Pull every line from the records that has the word "returned" in it.

#### Extracted records
******

PR #3334, opened 2023-01-16
refactor content sources to avoid evaluating content before serving

sokra:
fixes WEB-141

This changes the ContentSource API.

Before a ContentSource returned a tuple of specificity and content.
Now it returns a tuple of specificity and a get_content function.

The old way made it very inefficient to combine multiple ContentSource.
All combined ContentSources were ask before, all returned specificity and content, and they are ordered after that. That required to compute all contents, even if it is not really used after ordering.

Now we order specificity and a get_content function and only compute the content (by calling get_content) with the final result.

It also changes how data needs are expressed in the `get_content` function. Instead of asking it over and over again with more data, it statically returns the needed data with `vary` and the `get` function is only called with that data. This is technically more limited than the old way, but one can workaround that if needed. But practically we probably never need that. On the other hand it improves the number of function calls, since the `vary` method is only called once and the `get` only once per request. Before data needs required at least 2 `get` calls per request.

### DIFF
--- a/crates/turbopack-dev-server/src/source/conditional.rs
+++ b/crates/turbopack-dev-server/src/source/conditional.rs
@@ -1,11 +1,13 @@
 use anyhow::Result;
-use turbo_tasks::{primitives::StringVc, State};
+use turbo_tasks::{primitives::StringVc, State, Value};
 use turbopack_core::introspect::{Introspectable, IntrospectableChildrenVc, IntrospectableVc};
 
 use super::{
-    ContentSource, ContentSourceContent, ContentSourceData, ContentSourceResultVc, ContentSourceVc,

******

#### Exercise result
Before a ContentSource returned a tuple of specificity and content.
All combined ContentSources were ask before, all returned specificity and content, and they are ordered after that. That required to compute all contents, even if it is not really used after ordering.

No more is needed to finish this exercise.